> [What is needed]:
Write the records out again, exactly as they stand below.

> [Provided material]:
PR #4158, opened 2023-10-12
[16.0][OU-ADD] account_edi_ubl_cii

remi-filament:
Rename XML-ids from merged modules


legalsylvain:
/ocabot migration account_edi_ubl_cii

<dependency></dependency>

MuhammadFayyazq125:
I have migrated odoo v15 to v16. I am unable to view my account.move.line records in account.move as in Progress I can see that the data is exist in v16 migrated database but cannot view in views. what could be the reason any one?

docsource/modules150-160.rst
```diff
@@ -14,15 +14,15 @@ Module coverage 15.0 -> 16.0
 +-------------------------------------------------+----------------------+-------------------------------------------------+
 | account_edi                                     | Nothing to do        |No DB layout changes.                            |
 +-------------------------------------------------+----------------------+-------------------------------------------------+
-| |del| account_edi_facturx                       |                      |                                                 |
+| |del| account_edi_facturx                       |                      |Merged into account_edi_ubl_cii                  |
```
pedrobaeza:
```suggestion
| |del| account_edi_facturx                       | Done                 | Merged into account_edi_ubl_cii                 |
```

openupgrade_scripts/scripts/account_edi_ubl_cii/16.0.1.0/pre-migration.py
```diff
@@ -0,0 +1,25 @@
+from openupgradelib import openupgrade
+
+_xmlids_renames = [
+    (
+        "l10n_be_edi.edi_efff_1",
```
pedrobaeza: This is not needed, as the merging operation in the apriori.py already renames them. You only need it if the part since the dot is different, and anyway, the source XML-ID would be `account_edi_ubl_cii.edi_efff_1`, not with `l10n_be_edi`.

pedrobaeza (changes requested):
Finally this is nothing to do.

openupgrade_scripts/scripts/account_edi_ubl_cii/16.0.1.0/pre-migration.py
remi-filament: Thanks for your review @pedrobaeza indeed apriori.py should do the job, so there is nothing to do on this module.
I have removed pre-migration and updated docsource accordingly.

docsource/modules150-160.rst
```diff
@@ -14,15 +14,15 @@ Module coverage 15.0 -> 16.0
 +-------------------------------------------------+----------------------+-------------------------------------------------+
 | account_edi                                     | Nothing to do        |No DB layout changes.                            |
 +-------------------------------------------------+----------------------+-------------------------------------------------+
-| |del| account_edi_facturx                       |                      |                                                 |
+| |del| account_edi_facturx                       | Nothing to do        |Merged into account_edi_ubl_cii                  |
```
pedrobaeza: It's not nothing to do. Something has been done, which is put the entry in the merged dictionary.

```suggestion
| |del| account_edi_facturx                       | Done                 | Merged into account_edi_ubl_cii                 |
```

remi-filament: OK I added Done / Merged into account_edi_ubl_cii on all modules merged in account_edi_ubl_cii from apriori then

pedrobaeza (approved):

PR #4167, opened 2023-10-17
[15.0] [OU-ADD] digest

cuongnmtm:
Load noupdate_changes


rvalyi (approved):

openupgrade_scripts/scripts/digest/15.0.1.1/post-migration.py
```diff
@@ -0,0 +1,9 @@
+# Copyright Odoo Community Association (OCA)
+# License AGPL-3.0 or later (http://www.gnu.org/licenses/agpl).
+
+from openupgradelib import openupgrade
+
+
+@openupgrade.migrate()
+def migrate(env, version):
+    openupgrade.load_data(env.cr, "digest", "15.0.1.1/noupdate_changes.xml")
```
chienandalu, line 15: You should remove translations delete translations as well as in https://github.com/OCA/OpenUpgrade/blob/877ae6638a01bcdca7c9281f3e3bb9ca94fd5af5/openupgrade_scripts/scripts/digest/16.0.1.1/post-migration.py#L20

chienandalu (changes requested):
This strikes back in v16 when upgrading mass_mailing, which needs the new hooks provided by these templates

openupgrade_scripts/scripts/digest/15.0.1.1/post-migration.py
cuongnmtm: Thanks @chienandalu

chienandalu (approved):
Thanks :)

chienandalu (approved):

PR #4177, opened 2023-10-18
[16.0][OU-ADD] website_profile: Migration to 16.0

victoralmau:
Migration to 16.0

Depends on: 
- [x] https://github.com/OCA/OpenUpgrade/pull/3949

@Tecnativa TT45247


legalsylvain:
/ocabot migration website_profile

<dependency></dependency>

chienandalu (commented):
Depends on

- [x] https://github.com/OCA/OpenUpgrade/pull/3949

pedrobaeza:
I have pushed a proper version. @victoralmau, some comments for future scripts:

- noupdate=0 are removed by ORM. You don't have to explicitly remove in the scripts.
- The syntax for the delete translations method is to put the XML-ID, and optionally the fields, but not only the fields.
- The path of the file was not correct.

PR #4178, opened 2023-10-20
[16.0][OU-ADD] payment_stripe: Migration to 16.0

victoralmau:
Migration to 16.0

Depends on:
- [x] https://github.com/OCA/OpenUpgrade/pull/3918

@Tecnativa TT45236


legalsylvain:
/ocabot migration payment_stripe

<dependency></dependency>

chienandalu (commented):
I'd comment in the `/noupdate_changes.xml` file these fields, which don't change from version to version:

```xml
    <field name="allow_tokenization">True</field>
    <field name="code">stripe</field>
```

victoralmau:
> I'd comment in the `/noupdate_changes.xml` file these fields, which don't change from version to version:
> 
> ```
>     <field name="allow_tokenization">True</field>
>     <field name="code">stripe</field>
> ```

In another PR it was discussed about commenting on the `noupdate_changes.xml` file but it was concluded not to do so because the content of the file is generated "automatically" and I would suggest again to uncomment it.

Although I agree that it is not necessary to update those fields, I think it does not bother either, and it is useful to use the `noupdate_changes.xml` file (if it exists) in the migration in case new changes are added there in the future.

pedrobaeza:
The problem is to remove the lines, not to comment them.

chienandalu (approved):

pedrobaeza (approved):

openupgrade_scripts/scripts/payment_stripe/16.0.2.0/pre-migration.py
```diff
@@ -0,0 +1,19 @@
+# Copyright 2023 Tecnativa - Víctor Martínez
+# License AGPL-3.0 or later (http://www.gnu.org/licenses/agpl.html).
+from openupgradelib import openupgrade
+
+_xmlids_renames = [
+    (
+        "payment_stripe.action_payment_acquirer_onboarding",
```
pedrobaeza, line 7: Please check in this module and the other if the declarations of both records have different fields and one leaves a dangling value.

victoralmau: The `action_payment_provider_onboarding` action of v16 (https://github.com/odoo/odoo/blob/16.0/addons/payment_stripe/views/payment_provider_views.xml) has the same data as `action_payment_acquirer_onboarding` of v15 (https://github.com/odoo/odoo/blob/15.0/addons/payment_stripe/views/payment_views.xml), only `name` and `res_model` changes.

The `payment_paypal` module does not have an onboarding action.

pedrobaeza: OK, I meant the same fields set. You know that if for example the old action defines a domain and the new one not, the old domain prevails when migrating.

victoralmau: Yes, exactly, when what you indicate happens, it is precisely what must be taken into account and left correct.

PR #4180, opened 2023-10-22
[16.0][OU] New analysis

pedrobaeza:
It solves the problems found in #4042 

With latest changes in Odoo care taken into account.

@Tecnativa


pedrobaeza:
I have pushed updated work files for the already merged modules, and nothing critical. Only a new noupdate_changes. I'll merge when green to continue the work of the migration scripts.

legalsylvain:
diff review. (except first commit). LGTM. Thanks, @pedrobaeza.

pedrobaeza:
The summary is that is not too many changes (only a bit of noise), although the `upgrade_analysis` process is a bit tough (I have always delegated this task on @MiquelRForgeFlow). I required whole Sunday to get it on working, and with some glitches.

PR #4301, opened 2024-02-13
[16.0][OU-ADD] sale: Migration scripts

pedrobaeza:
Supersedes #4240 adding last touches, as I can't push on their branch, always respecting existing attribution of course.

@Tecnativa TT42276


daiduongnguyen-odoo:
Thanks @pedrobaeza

> [Result]:
PR #4158, opened 2023-10-12
[16.0][OU-ADD] account_edi_ubl_cii

remi-filament:
Rename XML-ids from merged modules


legalsylvain:
/ocabot migration account_edi_ubl_cii

<dependency></dependency>

MuhammadFayyazq125:
I have migrated odoo v15 to v16. I am unable to view my account.move.line records in account.move as in Progress I can see that the data is exist in v16 migrated database but cannot view in views. what could be the reason any one?

docsource/modules150-160.rst
```diff
@@ -14,15 +14,15 @@ Module coverage 15.0 -> 16.0
 +-------------------------------------------------+----------------------+-------------------------------------------------+
 | account_edi                                     | Nothing to do        |No DB layout changes.                            |
 +-------------------------------------------------+----------------------+-------------------------------------------------+
-| |del| account_edi_facturx                       |                      |                                                 |
+| |del| account_edi_facturx                       |                      |Merged into account_edi_ubl_cii                  |
```
pedrobaeza:
```suggestion
| |del| account_edi_facturx                       | Done                 | Merged into account_edi_ubl_cii                 |
```

openupgrade_scripts/scripts/account_edi_ubl_cii/16.0.1.0/pre-migration.py
```diff
@@ -0,0 +1,25 @@
+from openupgradelib import openupgrade
+
+_xmlids_renames = [
+    (
+        "l10n_be_edi.edi_efff_1",
```
pedrobaeza: This is not needed, as the merging operation in the apriori.py already renames them. You only need it if the part since the dot is different, and anyway, the source XML-ID would be `account_edi_ubl_cii.edi_efff_1`, not with `l10n_be_edi`.

pedrobaeza (changes requested):
Finally this is nothing to do.

openupgrade_scripts/scripts/account_edi_ubl_cii/16.0.1.0/pre-migration.py
remi-filament: Thanks for your review @pedrobaeza indeed apriori.py should do the job, so there is nothing to do on this module.
I have removed pre-migration and updated docsource accordingly.

docsource/modules150-160.rst
```diff
@@ -14,15 +14,15 @@ Module coverage 15.0 -> 16.0
 +-------------------------------------------------+----------------------+-------------------------------------------------+
 | account_edi                                     | Nothing to do        |No DB layout changes.                            |
 +-------------------------------------------------+----------------------+-------------------------------------------------+
-| |del| account_edi_facturx                       |                      |                                                 |
+| |del| account_edi_facturx                       | Nothing to do        |Merged into account_edi_ubl_cii                  |
```
pedrobaeza: It's not nothing to do. Something has been done, which is put the entry in the merged dictionary.

```suggestion
| |del| account_edi_facturx                       | Done                 | Merged into account_edi_ubl_cii                 |
```

remi-filament: OK I added Done / Merged into account_edi_ubl_cii on all modules merged in account_edi_ubl_cii from apriori then

pedrobaeza (approved):

PR #4167, opened 2023-10-17
[15.0] [OU-ADD] digest

cuongnmtm:
Load noupdate_changes


rvalyi (approved):

openupgrade_scripts/scripts/digest/15.0.1.1/post-migration.py
```diff
@@ -0,0 +1,9 @@
+# Copyright Odoo Community Association (OCA)
+# License AGPL-3.0 or later (http://www.gnu.org/licenses/agpl).
+
+from openupgradelib import openupgrade
+
+
+@openupgrade.migrate()
+def migrate(env, version):
+    openupgrade.load_data(env.cr, "digest", "15.0.1.1/noupdate_changes.xml")
```
chienandalu, line 15: You should remove translations delete translations as well as in https://github.com/OCA/OpenUpgrade/blob/877ae6638a01bcdca7c9281f3e3bb9ca94fd5af5/openupgrade_scripts/scripts/digest/16.0.1.1/post-migration.py#L20

chienandalu (changes requested):
This strikes back in v16 when upgrading mass_mailing, which needs the new hooks provided by these templates

openupgrade_scripts/scripts/digest/15.0.1.1/post-migration.py
cuongnmtm: Thanks @chienandalu

chienandalu (approved):
Thanks :)

chienandalu (approved):

PR #4177, opened 2023-10-18
[16.0][OU-ADD] website_profile: Migration to 16.0

victoralmau:
Migration to 16.0

Depends on: 
- [x] https://github.com/OCA/OpenUpgrade/pull/3949

@Tecnativa TT45247


legalsylvain:
/ocabot migration website_profile

<dependency></dependency>

chienandalu (commented):
Depends on

- [x] https://github.com/OCA/OpenUpgrade/pull/3949

pedrobaeza:
I have pushed a proper version. @victoralmau, some comments for future scripts:

- noupdate=0 are removed by ORM. You don't have to explicitly remove in the scripts.
- The syntax for the delete translations method is to put the XML-ID, and optionally the fields, but not only the fields.
- The path of the file was not correct.

PR #4178, opened 2023-10-20
[16.0][OU-ADD] payment_stripe: Migration to 16.0

victoralmau:
Migration to 16.0

Depends on:
- [x] https://github.com/OCA/OpenUpgrade/pull/3918

@Tecnativa TT45236


legalsylvain:
/ocabot migration payment_stripe

<dependency></dependency>

chienandalu (commented):
I'd comment in the `/noupdate_changes.xml` file these fields, which don't change from version to version:

```xml
    <field name="allow_tokenization">True</field>
    <field name="code">stripe</field>
```

victoralmau:
> I'd comment in the `/noupdate_changes.xml` file these fields, which don't change from version to version:
> 
> ```
>     <field name="allow_tokenization">True</field>
>     <field name="code">stripe</field>
> ```

In another PR it was discussed about commenting on the `noupdate_changes.xml` file but it was concluded not to do so because the content of the file is generated "automatically" and I would suggest again to uncomment it.

Although I agree that it is not necessary to update those fields, I think it does not bother either, and it is useful to use the `noupdate_changes.xml` file (if it exists) in the migration in case new changes are added there in the future.

pedrobaeza:
The problem is to remove the lines, not to comment them.

chienandalu (approved):

pedrobaeza (approved):

openupgrade_scripts/scripts/payment_stripe/16.0.2.0/pre-migration.py
```diff
@@ -0,0 +1,19 @@
+# Copyright 2023 Tecnativa - Víctor Martínez
+# License AGPL-3.0 or later (http://www.gnu.org/licenses/agpl.html).
+from openupgradelib import openupgrade
+
+_xmlids_renames = [
+    (
+        "payment_stripe.action_payment_acquirer_onboarding",
```
pedrobaeza, line 7: Please check in this module and the other if the declarations of both records have different fields and one leaves a dangling value.

victoralmau: The `action_payment_provider_onboarding` action of v16 (https://github.com/odoo/odoo/blob/16.0/addons/payment_stripe/views/payment_provider_views.xml) has the same data as `action_payment_acquirer_onboarding` of v15 (https://github.com/odoo/odoo/blob/15.0/addons/payment_stripe/views/payment_views.xml), only `name` and `res_model` changes.

The `payment_paypal` module does not have an onboarding action.

pedrobaeza: OK, I meant the same fields set. You know that if for example the old action defines a domain and the new one not, the old domain prevails when migrating.

victoralmau: Yes, exactly, when what you indicate happens, it is precisely what must be taken into account and left correct.

PR #4180, opened 2023-10-22
[16.0][OU] New analysis

pedrobaeza:
It solves the problems found in #4042 

With latest changes in Odoo care taken into account.

@Tecnativa


pedrobaeza:
I have pushed updated work files for the already merged modules, and nothing critical. Only a new noupdate_changes. I'll merge when green to continue the work of the migration scripts.

legalsylvain:
diff review. (except first commit). LGTM. Thanks, @pedrobaeza.

pedrobaeza:
The summary is that is not too many changes (only a bit of noise), although the `upgrade_analysis` process is a bit tough (I have always delegated this task on @MiquelRForgeFlow). I required whole Sunday to get it on working, and with some glitches.

PR #4301, opened 2024-02-13
[16.0][OU-ADD] sale: Migration scripts

pedrobaeza:
Supersedes #4240 adding last touches, as I can't push on their branch, always respecting existing attribution of course.

@Tecnativa TT42276


daiduongnguyen-odoo:
Thanks @pedrobaeza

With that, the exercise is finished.